Sonya C. Brown’s Review of Angela Narciso Torres’ What Happens Is Neither





Angela Narciso Torres dedicates her collection of poems, What Happens Is Neither, to her parents, both of whom died, one month apart, in 2019. The collection’s opener, “If You Go to Bed Hungry,” is spare of verbiage, yet rich with portent: “Every grain of rice that remains on your plate you’ll meet again on the footpath/to heaven. You’ll have to stoop to pick up each one”(3). The subsequent poems resonate with these closing lines, each conveying an event once forgotten in the hubbub of life, now a memory the speaker stops to (re)collect with care. Such remembering is the work of grief. It feels appropriate that some poems are collections, therefore, like “Self-Portrait as Rosary Beads”:

                                             I am olive wood,
carnelian, plastic, black onyx. Am rosebuds
pressed into fragrant spheres. Your heat,
is my musk; your worry, my fire. Pick
your mystery. If Tuesday: sorrowful, if Saturday:
glorious. I’ve held you in grocery lines,
picket lines, the hours between sleepless and
woken. Hold me. (8)

Poems in this collection are also full of remembered advice, fragments of letters, bits of conversations. Her mother, father, grandfather, aunt, and other family members from the Philippines all contribute lines to these poems, but Narciso Torres also collects lines from another kind of ancestor when she forms centos and “semi centos” from Katherine Mansfield, William Butler Yeats, Virginia Woolf, Gwendolyn Brooks, and the Psalms. “Lines from a Journal II, a cento using lines from Virginia Woolf’s diaries” expresses the frustration of trying to write while enduring mental suffering: “How can I express the darkness?/At this moment, all we wish is to escape seeing./ Shall I remember any of this?/ I am repeating things” (84).

In these poems, all sorts of loss strike deeply. The death of the poet’s son’s beloved dog, the loss of an unborn child. The immigrant’s gain and loss of homeland is captured in “Confessions of a Transplant,” when “The memory/of sour mangoes made rivers/in my mouth.” An entirely different kind of food—bagels—prompts memory in “The Immigrant Visits Her Mother”: “One bite/and her eyes glazed over, forehead uncreased. For a moment she was/twenty-six, a medical student again,/lipsticked and bone-tired from her shift/sitting at a Brooklyn diner…” In “What I Learned This week,” environmental woes overlap with personal ones:

No more fireflies in Northern Indiana.
The fish in Lake Erie are dying out because

they’re ingesting plastic microbeads
used in exfoliants. Yellow x’s mark

trees on our street that workers will axe
next week. Ash borers are eating them alive

so they cannot absorb water or light. This week I learned
my mother is losing dexterity in both hands. (90)

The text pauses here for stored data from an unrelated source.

PR #1305, opened 2019-08-20
Fix HTML mode error on iOS

### LINKED ISSUE #1303: Crash on HTML mode
There's a crash when switching to HTML mode.

On the example app, it's triggered when trying to edit the HTML content (the iOS example app has the UI to switch to HTML mode)

On WPiOS, it's triggered just by switching to HTML mode.

This is the error:

IMG_2962

mchowning:
Fixes #1303 . Additional details and testing instructions are in the description of the [related gutenberg PR](https://github.com/WordPress/gutenberg/pull/17115).

Update release notes:

I only observed this red screen error was only visible on dev builds, so there are no user facing changes. Therefore, the release notes have _not_ been updated.


mchowning:
:wave: @etoledom . You opened #1303 against the 1.11 milestone. When I checked the most recent internal build for iOS I didn't observe any crash or other problems. If I'm not missing something, what do you think about targeting this fix for 1.12 since the release branches have already been cut. Admittedly, this seems like a pretty safe fix, but if there's no user-facing reason we need to push this fix in right away, seems like we're better off just

etoledom:
So, first it was my mistake since Tickets should not really have milestones 😁

As far as I understand, our current frozen branch is 1.11, right? This one will go together with WP apps v13.2. 
Being that the case, if we don't target our current frozen branch, we will be shipping this crash on the next release cycle.

Let me know if I messed up the numbers :)

mchowning:
>As far as I understand, our current frozen branch is 1.11, right? This one will go together with WP apps v13.2.

That all sounds right to me.

>if we don't target our current frozen branch, we will be shipping this crash on the next release cycle.

My point was that I don't think this is a crash. I believe it's just a red-screen error, which is not shown on release builds. For example, if I build the release branch _and do not have the bundler running_, I'm not seeing any issues. I could definitely be missing something though, so let me know.

mchowning:
After more investigation, I'm _pretty sure_ this isn't a crash on release builds, but I'm not 100% sure, so I'm swayed to your view @etoledom . 😀 Let's include this in v1.11.

I've updated the target branches appropriately.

As in several other poems, music brings back some of what has been lost:

But when I pay Bach-Gounod’s Ave Maria on the piano, she lifts
Her head, motions me to move her wheelchair closer.

She leans over the keyboard to try the melody, finding
The notes each time. (90)

Yet there are no easy resolutions:

                                            Still, I have no windfalls

For the empty baskets of my mother’s eyes.
When I returned from Manila, the peonies I’d left

In half-blossom were stunted by spring storms.
A bud that will not bloom is called a bullet. (90-1)

Narciso Torres captures the dread and the occasional stunning beauty of watching the ones who once ordered your universe falling into disorder.

She poignantly presents a perspective from the so-called “sandwich generation”—those caring for, then grieving for, aging family members, and simultaneously parenting children almost ready to fly the nest, all while maintaining a marriage and career. The emotional logic of these poems attests to the difficulty of holding steady for someone else through turmoil, being at once the anchor, the sinking wreck, and the flotsam. Such fracturing of self gives rise in this collection to several “Self Portrait” poems that offer glimpses into the changes the speaker undergoes. As befits the collection’s title, and, dare I say, the global mood as we head into 2022, the final lines of this collection offer an ambivalent assessment, neither hopeful nor hopeless: “The wind rises/rewriting the hymnals of dunes./I am hurricaned. Worn smooth again” (94).


Narciso Torres, Angela. What Happens Is Neither. University Press of New England. 2021.